An insight into droop is provided by the normalized photoluminescence emission efficiency from our range of InGaN quantum wells (see Figure 3(b)). The efficiency droop kicks in at the same time as the onset of the emission from the sidewall quantum wells on V-pits. At high excitation powers, these hot, high-energy carriers are more likely to jump over the energy barriers around the V-pits, leading to more pronounced droop of the photoluminescence. One way to reduce droop, therefore, is to introduce a superior V-pit structure.

One peculiarity associated with our results is that it is the InGaN quantum wells above the 10-pair superlattice that have the lowest value for the internal quantum efficiency, despite having the smallest pit size and the largest energy barrier. This abnormality shows that the barrier energy of the V-pit cannot, on its own, account for the relationship between quantum efficiency and V-pit size.

To develop a better understanding of the influence of threading dislocations and V-pits on the photoluminescence spectra of our range of samples, we constructed a two-dimensional model for the spatial carrier distribution. This model drew on the carrier rate equation and the diffusion effect, by carefully considering the diffusion length, carrier generation rate and carrier life time.

According to this model, the emission intensity gradually decreases near the non-radiative recombination centres of threading dislocation (see Figure 4).



Figure 3. (a) Photoluminescence emission spectra of InGaN multi-quantum wells with 370 nm V-pits at excitation powers of 5 mW and 20 mW at 10K. (b) The normalized efficiency of the photoluminescence emission for InGaN multi-quantum wells with different V-pit sizes as a function of excitation power. (c) The emission peak energy of sidewall InGaN multi-quantum wells as a function of V-pit size at the temperature of 10K and the high excitation power. (d) The internal quantum efficiency of InGaN/GaN multi-quantum wells with varying V-pit size.

Our calculations also show that the benefit of a higher barrier results from smaller V-pits can be overshadowed by the shorter diffusion distance between the centre of the threading dislocation and the V-pit boundary. This explains why the active region above the 10 period superlattice did not produce the brightest emission.

Heading in the opposite direction with thicker sidewall quantum wells and a larger V-pit size leads to lower local-energy barriers, a smaller emission area, and a lower internal quantum efficiency. Somewhere in between, however, there is a sweet spot "“ and our calculations indicate that it is possible to combine a higher-energy barrier with weaker carrier diffusion effects, leading to passivation of the non-radiative centres. Experiments by our team suggest that the optimised V-pit, which leads to an internal quantum efficiency of 70 percent, has a diameter of about 220 nm and can be formed by growing wells on a 15-period superlattice.



Figure 4. The two-dimensional distribution of the emission intensity for InGaN multi-quantum wells with the presence of V-pits and threading dislocations.

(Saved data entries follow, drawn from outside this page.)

Issue #319, opened 2023-10-13
`pathlib` all the things!


MattF-NSIDC:
@betolink @jrbourbeau how do you feel about replacing all `os.path` things with `pathlib`? I'm sure there's a Ruff or other pre-commit rule we can use to ensure the whole codebase is using our preferred interface for doing pathy things. Maybe ruff or some other codemod out there can even automatically migrate us?

I don't think this is urgent of course, but it seems like a worthwhile code quality improvement to track as an issue if we all agree :)

jhkennedy:
I'll add my support to this! I've been very happy moving over to `pathlib` primarily. There is one caveat worth keeping in mind with this package though -- `pathlib` will will normalize URL paths (`https://a/b/c` --> `https:/a/b/c`), breaking them. So, we'll just want to be careful there.

MattF-NSIDC:
Ah, that is a weird little footgun. I've never encountered that myself, but now that you say it, of course... `https://a/b/c` is a valid posix path: colons can be in directory names and and duplicate path separators are ignored.

MattF-NSIDC:
I think your concern is that we may be using `os.path.join` to construct URL paths, right? I haven't looked to confirm if this is true. If there are cases like this, should we use plain f-strings (or urllib) instead of `os.path` features? Using `os.path` to make URL paths is a bit of a red herring to me as a reader.

jhkennedy:
Yeah, it's fun:
![image](https://github.com/nsidc/earthaccess/assets/7882693/19fc7ddc-0601-4796-843e-f3244ddf1875)

>  think your concern is that we may be using os.path.join to construct URL paths, right? I haven't looked to confirm if this is true. If there are cases like this, should we use plain f-strings (or urllib) instead of os.path features? Using os.path to make URL paths is a bit of a red herring to me as a reader.

It's more, the space earthaccess operates in, you might not know if you've got a local file path or an HTTP path to a file (the whole idea, is generally, users *shouldn't* care). It's just something to keep in mind when making the changes or reviewing them.

I agree, if we're constructing URLs we should be using f-strings or something like `urllib`. And for file paths, I prefer `pathlib` over `os.path`.

jhkennedy:
Doing a quick search:
https://github.com/search?q=repo%3Ansidc%2Fearthaccess%20os.path&type=code

I don't see anywhere that `os.path` is used that isn't explicitly a local path, so this change shouldn't be an issue.

[...]

PR #459, opened 2024-02-13
Improvement/use pathlib

kvenkman:
Following #319, Replaced all things `os.path` to use `pathlib` instead 

----
📚 Documentation preview 📚: https://earthaccess--459.org.readthedocs.build/en/459/

### DIFF
--- a/earthaccess/store.py
+++ b/earthaccess/store.py
@@ -1,5 +1,4 @@
 import datetime
-from pathlib import Path
 import shutil
 import traceback
 from functools import lru_cache
--- a/earthaccess/store.py
+++ b/earthaccess/store.py
@@ -526,7 +526,7 @@ class Store(object):
             # TODO: make this parallel or concurrent
             for file in data_links:
                 s3_fs.get(file, local_path)
-                file_name = Path(local_path, Path(file).name)
+                file_name = Path(local_path) / Path(file).name
                 print(f"Downloaded: {file_name}")
                 downloaded_files.append(file_name)
             return downloaded_files
--- a/earthaccess/store.py
+++ b/earthaccess/store.py
@@ -442,7 +442,7 @@ class Store(object):
     def get(
         self,
         granules: Union[List[DataGranule], List[str]],
-        local_path: Optional[str] = None,
+        local_path: Optional[Path] = None,
         provider: Optional[str] = None,
         threads: int = 8,
     ) -> List[str]:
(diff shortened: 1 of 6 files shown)


earthaccess/store.py
```diff
@@ -526,7 +526,7 @@ def _get_urls(
             # TODO: make this parallel or concurrent
             for file in data_links:
                 s3_fs.get(file, local_path)
-                file_name = os.path.join(local_path, os.path.basename(file))
+                file_name = Path(local_path, Path(file).name)
```
jhkennedy, line 529:
```suggestion
                file_name = Path(local_path) / Path(file).name
```

earthaccess/store.py
```diff
@@ -572,7 +572,7 @@ def _get_granules(
             # TODO: make this async
             for file in data_links:
                 s3_fs.get(file, local_path)
-                file_name = os.path.join(local_path, os.path.basename(file))
+                file_name = Path(local_path, Path(file).name)
```
jhkennedy, line 575:
```suggestion
                file_name = Path(local_path) / Path(file).name
```

earthaccess/store.py
```diff
@@ -466,7 +466,7 @@ def get(
             List of downloaded files
         """
         if local_path is None:
-            local_path = os.path.join(
+            local_path = Path(
```
jhkennedy, line 469: `local_path`, when passed to any of the `_get` dispatch methods, is expected to be a string.

Either we should change the `_get` methods to take a Path or this needs to be made a string.

jhkennedy: Switching the called methods to taking a Path object looks straightforward, so I'd lean that way.

jhkennedy (changes requested):
@kvenkman looks good! I've added some suggestions and there's one change we'll want to make -- do you want to make the changes or want me to push changes?

earthaccess/store.py
mfisher87: >Switching the called methods to taking a Path object looks straightforward, so I'd lean that way.

I like this too :)

kvenkman: I'll update the methods to accept a Path objects - thanks for pointing that out!

kvenkman:
Thanks for the suggestions @jhkennedy - I've folded them in :smile:

earthaccess/store.py
mfisher87: Thanks for your work making _earthaccess_ better :)

mfisher87:
pre-commit.ci autofix

jhkennedy (approved):
I think this is g2g now! Thanks @kvenkman . 

I pushed a couple of minor changes to get the tests to all pass:
https://github.com/nsidc/earthaccess/compare/c68e634..453e7f9

PR #472, opened 2024-02-28
V0.9.0

### LINKED ISSUE #436: Implement EDL user agent to track usage metrics

### LINKED ISSUE #438: Restricted datasets can't be used with the API notation

### LINKED ISSUE #439: Permissions error when downloading files from OPERA_L2_RTC-S1_V1 dataset on ASF DAAC (but not OPERA_L3_DIST-ALERT-HLS_PROVISIONAL_V0 on LP DAAC)

betolink:
PR to release v0.9.0

* Bug fixes:
    * fixed #439 by implementing more trusted domains in the `SessionWithRedirection`
    * fixed #438 by using an authenticated session for `hits()`
* Enhancements:
    * addressing #427 by adding parameters to collection query
    * added user-agent in the request to track usage, closes #436

Note: I thought the bump version library was taking care of updating CHANGELOG.md but seems like that's not the case. 

----
📚 Documentation preview 📚: https://earthaccess--472.org.readthedocs.build/en/472/


jhkennedy (approved):
looks good! Do we have automation that writes the GitHub release notes and adds the contributors?

betolink:
> looks good! Do we have automation that writes the GitHub release notes and adds the contributors?

I though we had something, well find out soon.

Our work offers another lever for manufacturers of LEDs that are looking to minimise droop: Control the formation of V-pit structures, which can provide a barrier to carriers entering non-radiative threading dislocations. This approach is hopefully a stopgap, however, that will be superseded by the growth of low-defect density materials. Whether this is practical will depend on cost, and it may be that the control of V-shaped defects is not just used for blue LEDs, but their green and ultraviolet cousins too.